• _Task statement_
Return every line of the records that includes the string "strings".

[Dataset entries]
PR #702, opened 2024-04-09
[i18n] Update the strings for case sensitivity. Remove lines spacings in translatable strings.

bahiirwa:
- [x] Update the "Cancel" strings for case sensitivity.

### DIFF
--- a/languages/freemius.pot
+++ b/languages/freemius.pot
@@ -8,7 +8,7 @@ msgstr ""
 "Content-Transfer-Encoding: 8bit\n"
 "Language-Team: Freemius Team <admin@freemius.com>\n"
 "Last-Translator: Vova Feldman <vova@freemius.com>\n"
-"POT-Creation-Date: 2024-04-21 11:18+0000\n"
+"POT-Creation-Date: 2024-04-21 11:55+0000\n"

• _Result of this task_
[i18n] Update the strings for case sensitivity. Remove lines spacings in translatable strings.
- [x] Update the "Cancel" strings for case sensitivity.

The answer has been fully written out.